AI-Driven Rule Optimization and Alert Filtering: By employing AI technologies, organizations can automatically analyze and refine SIEM rules to improve accuracy and reduce false positives. AI can continuously learn from historical data and real-time events, identifying patterns and making rule adjustments more efficiently than manual processes. This ensures that rules remain relevant and effective in a dynamic threat landscape.
Furthermore, AI can act as an intelligent intermediary before alerts are sent to SOAR platforms or incident response mechanisms. Instead of flooding these systems with alerts, AI algorithms can evaluate and filter out noise or low-risk events, ensuring that only high-confidence, actionable threats are escalated. For example, AI can identify anomalies and correlate them with external threat intelligence feeds, making informed decisions about which alerts require immediate action and which can be deprioritized or dismissed.

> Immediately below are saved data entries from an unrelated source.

PR #9430, opened 2025-12-01
fix: pdf generation of notice of change of trial judge small tax

paulo-filho-ctr:


shared/src/business/utilities/documentGenerators/noticeOfChangeOfTrialJudge.test.ts
```diff
@@ -30,7 +28,7 @@ describe('noticeOfChangeOfTrialJudge', () => {
             trialLocation: 'Mobile, Alabama',
             trialLocationAndProceedingType: `Mobile, Alabama, ${TRIAL_SESSION_PROCEEDING_TYPES.inPerson}`,
             updatedJudgeTitleWithFullName: 'Chief Judge Lady Macbeth',
-          },
+          } as any,
```
TomElliottFlexion, line 31: I believe this should remain a complete `FormattedTrialInfoType`, just with a `caseProcedureType` that is not `SMALL`

shared/src/business/utilities/documentGenerators/noticeOfChangeOfTrialJudgeSmallTax.test.ts
```diff
@@ -0,0 +1,39 @@
...
+            chambersPhoneNumber: '1-721-740-9885 x4239',
+            docketNumber: '999-99',
+            formattedStartDate: '01/01/2001',
+            priorJudgeTitleWithFullName: 'Special Trial Judge Judifer Judy',
+            proceedingType: TRIAL_SESSION_PROCEEDING_TYPES.inPerson,
+            startDate: '2019-08-25T05:00:00.000Z',
+            trialLocation: 'Mobile, Alabama',
+            trialLocationAndProceedingType: `Mobile, Alabama, ${TRIAL_SESSION_PROCEEDING_TYPES.inPerson}`,
+            updatedJudgeTitleWithFullName: 'Chief Judge Lady Macbeth',
+          } as any,
```
TomElliottFlexion, line 33: Does this need to be an `any`? It doesn't look like `docketNumber` is needed

TomElliottFlexion: The more I look at it, the more it seems like `FormattedTrialInfoType` is just plain wrong. I realize this is just fixing broken pdf tests, but we should probably type `noticeOfChangeOfTrialJudge` more accurately

shared/src/business/entities/trialSessions/TrialSession.ts
```diff
@@ -110,6 +110,7 @@ export class TrialSession extends JoiValidationEntity {
   public trialLocation?: string;
   public trialSessionId: string;
   public paperServicePdfs: { fileId: string; title: string }[];
+  public caseProcedureType?: string;
```
TomElliottFlexion: This is a tough one: I see why you'd want to add a field to the entity but not the constructor, but it seems a little dangerous. How would you feel about either a). making it optional in the constructor so that it's set if it _is_ passed in or b). adding a `getCaseProcedureForTrial` call to the constructor?

TomElliottFlexion (approved):
Sorry for all the comments on a simple test-fix pr! Appreciate you fixing the problem

shared/src/business/utilities/documentGenerators/noticeOfChangeOfTrialJudge.test.ts
paulo-filho-ctr: It actually it needs a more flexible type, otherwise many type errors appear, due to incompatibility. If you pull the branch and run it, it's a good way to see the issue. It is not as simple as augmenting the type.

shared/src/business/utilities/documentGenerators/noticeOfChangeOfTrialJudgeSmallTax.test.ts
paulo-filho-ctr: It actually it needs a more flexible type, otherwise many type errors appear, due to incompatibility. If you pull the branch and run it, it's a good way to see the issue. It is not as simple as augmenting the type.

AnthonyLoeraTaxCourt (approved):

shared/src/business/utilities/documentGenerators/noticeOfChangeOfTrialJudgeSmallTax.test.ts
jimlerza: But does it have to be `any`?

I think Tom is right - the fact that `FormattedTrialInfoType` inherits from `RawTrialSession` is actually what is causing most of the type errors that you mentioned. This feels like a "leave it better than you found it" opportunity for us to fix this to inherit from something that has the properties that we expect.

Asserting the type `as any` doesn't fix the type, it's basically like throwing your hands up.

This integration of AI not only enhances the accuracy of threat detection but also prevents unnecessary strain on incident response teams and SOAR platforms, optimizing resource allocation and response times. By leveraging AI, organizations can transform their SIEM operations, achieving a more proactive and intelligent security posture without the need for significant additional investments in new technologies.
Contribution of Tuned SIEM Alerts to SOAR and Incident Response Processes
Tuned SIEM alerts, free from false positives, play a crucial role in enhancing the efficiency and effectiveness of Security Orchestration, Automation, and Response (SOAR) platforms and overall incident response workflows. By reducing the volume of unnecessary alerts, SOC teams can focus their efforts on genuine threats, leading to faster detection and response times.

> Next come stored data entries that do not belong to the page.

PR #9440, opened 2025-12-02
9244 new petition fields to test 1764703432

AnthonyLoeraTaxCourt:
https://github.com/orgs/ustaxcourt/projects/9/views/1?pane=issue&itemId=132552060&issue=ustaxcourt%7Cef-cms%7C9244

Ticket #9387: Replaced the amended petition form PDF appended to auto-generated Order for Amended Petition (OAP) and Order for Amended Petition and Filing Fee (OAPF)

Ticket #9244: Added two optional fields to Step 1 of the petition e-filing flow:
- Preferred language (max 20 characters) and Preferred method of communication (max 20 characters)
Fields appear conditionally:
- Shown for "Myself" and "Myself and my spouse" filing types
- Hidden for deceased spouse
- Different labels for petitioners vs practitioners
- Fields included in generated petition PDF


cypress/local-only/tests/accessibility/petitionGeneration/petition-generation-step-1.cy.ts
```diff
@@ -18,6 +18,21 @@ describe('Petition generation - step 1', () => {
       cy.get('[data-testid="international-country-btn"]').click();
       checkA11y();
     });
+
+    it('Myself - with language fields filled: should be free of a11y issues', () => {
```
paulo-filho-ctr: Since we have `Myself` in the describe block , the `it` case can omit the `Myself` prefix from each description. The usual practice is to have the `it` clause start with `should` so `it('should...)`.

paulo-filho-ctr (approved):

jdr81394 (approved):

Issue #8932, opened 2025-03-17
Use real user logins in automated tests


TomElliottFlexion:
## Pre-Conditions
- #8922 

## Acceptance Criteria
Automated tests run on `test` using real users created in #8922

When integrated with a SOAR platform, tuned SIEM alerts enable automated or semi-automated responses to security incidents. For example, a well-optimized SIEM rule may generate an alert for a suspicious login attempt pattern, which the SOAR system can immediately act upon by executing predefined playbooks. These automated playbooks may include actions such as blocking an IP address, isolating a compromised endpoint, or escalating the incident to security analysts with enriched contextual data. This automation ensures that critical threats are swiftly contained and mitigated, reducing the potential impact on the organization.

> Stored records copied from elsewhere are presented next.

PR #9464, opened 2025-12-05
8932 use real users in automated tests to test 1764964039

kampofo:


.circleci/config.yml
```diff
@@ -729,6 +730,13 @@ jobs:
             if [ "$MIGRATE_FLAG" == "true" ]; then
               NODE_ENV=production ./scripts/reindex/index-docket-entries/index-docket-entries.ts 5
             fi
+      - run:
+          name: Populate test users in Cognito
+          command: |
+            if [ "${CIRCLE_BRANCH}" == "test" ]; then
+                  export REGION="us-east-1"
+                  ./scripts/user/setup-glued-users.ts
+            fi
```
jimlerza: We only run glue jobs to test currently, but we've run glue jobs to environments other than test before.

```suggestion
            export REGION="us-east-1"
            ./scripts/user/setup-glued-users.ts
```

.circleci/config.yml
```diff
@@ -544,6 +541,10 @@ jobs:
           name: 'Delete OpenSearch alpha/beta clusters'
           command: |
             ./scripts/elasticsearch/delete-alpha-and-beta-clusters.sh
+      - run:
+          name: 'Delete Cognito users in test'
```
jimlerza, line 545:
```suggestion
          name: 'Delete Cognito users'
```

jimlerza (approved):

devinganey613 (approved):

AnthonyLoeraTaxCourt (approved):

scripts/user/clear-all-cognito-users.ts
```diff
@@ -0,0 +1,100 @@
...
+  } while (paginationToken); // Continue as long as there's a pagination token
+
+  return allUsers;
+};
+
+// eslint-disable-next-line @typescript-eslint/no-floating-promises
+(async () => {
+  const allUsers: UserType[] = await getAllCognitoUsers();
+
+  const taskFns: (() => Promise<void>)[] = allUsers.map(user => {
```
TomElliottFlexion, line 62: Out of curiosity only, was there any consideration given to just deleting the user pool? I can think of half a dozen reasons that might cause problems, but in the interest of learning, why not?

TomElliottFlexion (approved):

TomElliottFlexion (approved):
Alt Text

PR #9465, opened 2025-12-05
Dependencies 12 01 2025

devinganey613:
- Updated package.json files with latest versions of packages, including changing serverless-express from @vandia/serverless-express to @codegenie/serverless-express, and upgrading @types/node to version 24
- Updated aws-cli in dockerfile to 2.32.9
- Updated terraform AWS provider to 6.24.0
- Incremented ECS docker image to 4.3.60
- Upgraded to node 24. This required updating how the labmda handler in api-public.ts is setup, instead of using awsServerlessExpress directly, it is called with just the event context arguments and returned, similar to how it is done in api.ts. This is because the node 24 runtime in AWS no longer supports including the callback argument in the handler call, so we now call it with just event and context. 

### Node upgrade steps for local environment

- [ ] Use `nvm` to install the version of NodeJS specified in `.nvmrc` (NodeJS 24):
   ```bash
   nvm install
   ```
- [ ] Set your current shell session to use NodeJS 24:
   ```bash
   nvm use
   ```
- [ ] Set NodeJS 24 as the default node version in future shell sessions:
   ```bash
   nvm alias default "$(cat .nvmrc)"
   ```


jimlerza:
Note: the Typescript File Check and Reduce Type Errors actions always fail when we do a NodeJS upgrade.

jimlerza (approved):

Additionally, tuned SIEM alerts help streamline incident response processes by providing high-confidence, actionable intelligence. Incident response teams can trust that the alerts they receive are meaningful and require attention, thus reducing alert fatigue and improving the accuracy of threat investigations. By minimizing false positives, the SOC team’s workload is balanced, enabling a more proactive approach to security management and improving overall incident response effectiveness.
Conclusion
The effectiveness of a SIEM system is measured not by the number of alerts it generates but by its ability to prevent unnecessary alerts and detect real threats. Effective SIEM management reduces alert volume, allowing for faster responses to real threats and easing the SOC team's workload. Therefore, for successful SIEM configuration, continuous review, optimization of rules, and minimizing false positives are essential.